After poking around the monastery for a bit, I then climbed up the fortress of Ortahisar. Although it is officially closed for restoration, it is still possible to get up the rock stronghold by climbing through a window. Then one can mount metal stairs that go all the way to the tip. I climbed up half-way and had a great view of the town and valley from there. After I clambered down, Ali kindly offered to give me a lift part way back to Imbrahimpasa on his vespa; however, the path was so muddy that it could not really get much traction and so I walked most of the way. Tonight I’m looking forward to another meal cooked in the big lounge, hopefully with a fire in the fireplace – it’s still cold here. Apparently, it’s supposed to warm up in a couple of days – yippee!

See pictures here.

Here’s more info:

Ortahisar means “middle castle,” and as its name implies, it is central among the Cappadocian towns of Goreme, Urgup, Uchisar (“outer castle”) and Nevsehir, and only a few kilometers from Goreme Open Air Museum. While entering the town, you will notice doors on the rock surface on both sides. These doors are the best example of cool-air storages in Cappadocia. In these natural air-conditioned rooms, lemons and oranges from the Mediterranean region, apples from Nigde, local potatoes, quinces and onions are stored. Green lemons slowly turn yellow in these store-rooms. The natural fortress, 90 m high, a prominent landmark in the region, honeycombed with caves and tunnels, camouflaged by nature without the slightest indication of human presence inside, has partly crumbled away, revealing some of its interior.

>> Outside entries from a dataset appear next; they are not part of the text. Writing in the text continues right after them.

PR #322, opened 2020-11-06
Do not set type hint and return type "mixed" on PHP < 8

user890104:
Mixed is not a valid type on PHP < 8, it was introduced in 8.0.0 by https://wiki.php.net/rfc/mixed_type_v2
When useReturnType (getter) and/or useTypeHints (setter) are enabled, the assembler sets "mixed" both in docblocks and as PHP types in the code. The latter causes issues on PHP < 8.

### DIFF
--- a/src/Phpro/SoapClient/CodeGenerator/Model/Property.php
+++ b/src/Phpro/SoapClient/CodeGenerator/Model/Property.php
@@ -71,6 +71,20 @@ class Property
     }
 
     /**
+     * @return string|null
+     */
+    public function getCodeReturnType(): ?string
+    {
+        $type = $this->getType();
+
+        if ($type === 'mixed' && PHP_VERSION_ID < 80000) {
+            return null;
+        }
+
+        return $type;
+    }
+
+    /**
      * @return string
      */
     public function getterName(): string
--- a/src/Phpro/SoapClient/CodeGenerator/Assembler/GetterAssembler.php
+++ b/src/Phpro/SoapClient/CodeGenerator/Assembler/GetterAssembler.php
@@ -59,7 +59,7 @@ class GetterAssembler implements AssemblerInterface
                     'parameters' => [],
                     'visibility' => MethodGenerator::VISIBILITY_PUBLIC,
                     'body'       => sprintf('return $this->%s;', $property->getName()),
-                    'returntype' => $this->options->useReturnType() ? $property->getType() : null,
+                    'returntype' => $this->options->useReturnType() ? $property->getCodeReturnType() : null,
                     'docblock'   => DocBlockGeneratorFactory::fromArray([
                         'tags' => [
                             [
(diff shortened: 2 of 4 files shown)


janvernieuwe:
Hi @user890104 ,
Thank you for your PR!

After reviewing it, I personally think it would be better to split the return type methods into 2, one for the doc blocks, and one for the code return type like this:

```php
    public function getDocblockReturnType(): string
    {
        if (Normalizer::isKnownType($this->type)) {
            return $this->type;
        }

        return '\\'.$this->namespace.'\\'.Normalizer::normalizeClassname($this->type);
    }

    public function getCodeReturnType(): ?string
    {
        $type = $this->getDocblockReturnType();

        if ($type === 'mixed' && PHP_VERSION_ID <= 80000) {
            return null;
        }

        return $type;
    }
```

This way the behavior is easy to test, no duplicate checks, and easy if we need to exclude another type.

user890104:
Hi @janvernieuwe ,
I totally agree with that, I will push an updated solution later.

src/Phpro/SoapClient/CodeGenerator/Model/Property.php
```diff
@@ -70,6 +70,20 @@ public function getType(): string
...
     }
 
+    /**
+     * @return string|null
+     */
+    public function getCodeReturnType(): ?string
+    {
+        $type = $this->getType();
+
+        if ($type === 'mixed' && PHP_VERSION_ID <= 80000) {
```
janvernieuwe, line 80: I made an error here, should be < instead of <=

janvernieuwe:
Here is a test I was working on btw:

```php
<?php

namespace PhproTest\SoapClient\Unit\CodeGenerator\Model;

use Phpro\SoapClient\CodeGenerator\Model\Property;
use PHPUnit\Framework\TestCase;

/**
 * Class UseAssemblerTest
 *
 * @package PhproTest\SoapClient\Unit\CodeGenerator\Model
 */
class PropertyTest extends TestCase
{
    /**
     * @test
     */
    public function it_returns_null_type_pre_php8(): void
    {
        if (PHP_VERSION_ID >= 80000) {
            self::markTestSkipped('Pre PHP 8 only');
        }
        $property = new Property('test', 'mixed', 'App');
        self::assertNull($property->getCodeReturnType());
        self::assertEquals('mixed', $property->getType());
    }

    /**
     * @test
     */
    public function it_returns_mixed_type_post_php8(): void
    {
        if (PHP_VERSION_ID < 80000) {
            self::markTestSkipped('Post PHP 8 only');
        }
        $property = new Property('test', 'mixed', 'App');
        self::assertEquals('mixed', $property->getCodeReturnType());
        self::assertEquals('mixed', $property->getType());
    }
}

```

src/Phpro/SoapClient/CodeGenerator/Model/Property.php
user890104: Fixed

user890104:
I've added your test to the latest commit, and seems to work fine.

janvernieuwe (approved):

janvernieuwe:
Thanks!

Issue #323, opened 2020-11-13
"No class is set" when generating types or client (laminas-code 3.5.0 BC break)


edudobay:
Hello! When generating the types and the client class for a SOAP service (with the command `soap-client generate:types` or `soap-client generate:client`), I got error messages and the code generation didn't go through.

When generating types, I would get repeated instances of the error message `No class is set` and no type file was generated. The client generation failed in the same way with the same message, additionally referencing the line where the error was thrown (`FileGenerator.php:350`). With the help of a debugger I traced the problem to these lines up the call stack:

https://github.com/phpro/soap-client/blob/df5d3af128e0758269cc773b11a5d5e1757016d1/src/Phpro/SoapClient/CodeGenerator/TypeGenerator.php#L42

https://github.com/phpro/soap-client/blob/df5d3af128e0758269cc773b11a5d5e1757016d1/src/Phpro/SoapClient/CodeGenerator/ClientGenerator.php#L44

I came up with a dirty workaround and managed to get my types and client generated:

```diff
+        try {
            $class = $file->getClass() ?: new ClassGenerator();
+        } catch (ClassNotFoundException $exception) {
+            $class = new ClassGenerator();
+        }
```

Here are the [WSDL](https://github.com/phpro/soap-client/files/5534067/wsdl.txt) and [soap-client.php](https://github.com/phpro/soap-client/files/5534068/soap-client.php.txt) that I used for reproducing this issue. Note: this is a random WSDL I found on the internet (https://tomd.xyz/wsdl/). Originally I had this issue with another WSDL (that I'm not sure would be ok for publicly sharing).

Also, this is the output for `composer show`: [composer_show.txt](https://github.com/phpro/soap-client/files/5534084/composer_show.txt) (should be mostly latest stable releases, as this was a fresh project).

edudobay:
Update: this change in laminas-code changes the behavior for `FileGenerator::getClass()`, introducing that exception: https://github.com/laminas/laminas-code/commit/cc2adf24d3dac4bca644c5f872c40c01840929e9. This is the corresponding PR: https://github.com/laminas/laminas-code/pull/43

Downgrading to laminas-code 3.4.1 fixes the issue. So this seems to be a BC break introduced by laminas-code 3.5.0.

veewee:
@janvernieuwe : doh! :)


The fix you provided looks like the right way to go. Would you care to create a PR @edudobay?

janvernieuwe:
[...]

PR #324, opened 2020-11-13
Fix BC break from laminas-code 3.5.0 (#323)

edudobay:
Fixes https://github.com/phpro/soap-client/issues/323.

I'm unsure about the best way to write the tests for this change. In the first commit, I just duplicated code. In the second one, I tried to remove some duplication, but couldn't find much to do while keeping tests clear and readable — I think that extracting _all_ duplication would make tests brittle and obscure. I'd appreciate some ideas on this :)

### DIFF
--- a/composer.json
+++ b/composer.json
@@ -27,7 +27,7 @@
         "guzzlehttp/guzzle": "^6.4.1",
         "guzzlehttp/promises": "^1.3.1",
         "guzzlehttp/psr7": "^1.6.1",
-        "laminas/laminas-code": "^3.4.0",
+        "laminas/laminas-code": "^3.5.0",
         "nyholm/psr7": "^1.3",
         "php-http/client-common": "^2.1",
         "php-http/discovery": "^1.7",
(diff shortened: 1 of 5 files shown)


edudobay:
The test suite fails on all builds with laminas-code 3.4.* — that is, all those with `DEPENDENCIES=low` and also all PHP 7.2 builds, because laminas-code 3.5.* only supports PHP >= 7.3.

laminas-code 3.4.* does not declare `ClassNotFoundException` and this yields two errors:
1. PHPStan complains that a caught class does not exist
1. an instance of that class must be created to assert correct behavior when that exception is thrown (this is a test case I added)

I can't yet figure out a solution for the PHPStan error. As for the second one, I thought of some ideas and none of them seemed good enough to me. I would appreciate suggestions on which direction to follow:
* remove the test case I added
* try to rewrite it so that is becomes "higher-level" and unaware of these implementation details and work in either version
* annotate it so that it is only run in PHP >= 7.3; but that does not account for `DEPENDENCIES=low`
* conditionally create that class, if it does not exist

Many settlements in Cappadocia were established primarily as monastic communities. The Hallacdere (Wool Fluffers) monastic complex (also known as Hospital Monastery) 1 km northeast of Ortahisar is one of the best examples of the courtyard monasteries. It has vestibule, a kitchen, a large tomb chamber, five rooms of different sizes and a church with an inscribed-cross plan with four columns. The animal-head decoration on some of the column capitals and the sculpture of a human figure on the wall of one of the rooms are unique in Cappadocia. The ground level inside the complex is more than one meter below that of the courtyard level because of the silting.

When Christians left Cappadocia, local people turned this complex into a pigeon house. Today there are also some of the most interesting examples of Anatolian Islamic Decoration Art to be seen on the walls of the monastery.